- How to complete this task: Word for word, give the listing below again.

───── Records

PR #3120, opened 2016-04-28
Adds a new php70-gearman formula that updates php56-gearman

stephenorr:
This relies on wcgallego/pecl-gearman.

This is because PECL doesn't yet contain a Gearman extension for PHP 7; all efforts to this
end are being made by the community - which is fine, but makes life difficult for those of us
who want to use PHP 7 in the meantime.

Since this PR was originally created, wcgallego/pecl-gearman now has a stable tag for PHP 7; I've switched the formula to use that instead of the master branch I was using previously.


trickreich:
Add this please

javian:
THanks for the update @trickreich - you can remove the version line because it should be able to figure that out on its own now that the version is part of the release.

stephenorr:
Closing this one, because it didn't quite work; I've since gotten it to pass `brew audit` on a different branch so will submit a new PR from there.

──────────

- The completed task:
PR #3120, opened 2016-04-28
Adds a new php70-gearman formula that updates php56-gearman

stephenorr:
This relies on wcgallego/pecl-gearman.

This is because PECL doesn't yet contain a Gearman extension for PHP 7; all efforts to this
end are being made by the community - which is fine, but makes life difficult for those of us
who want to use PHP 7 in the meantime.

Since this PR was originally created, wcgallego/pecl-gearman now has a stable tag for PHP 7; I've switched the formula to use that instead of the master branch I was using previously.


trickreich:
Add this please

javian:
THanks for the update @trickreich - you can remove the version line because it should be able to figure that out on its own now that the version is part of the release.

stephenorr:
Closing this one, because it didn't quite work; I've since gotten it to pass `brew audit` on a different branch so will submit a new PR from there.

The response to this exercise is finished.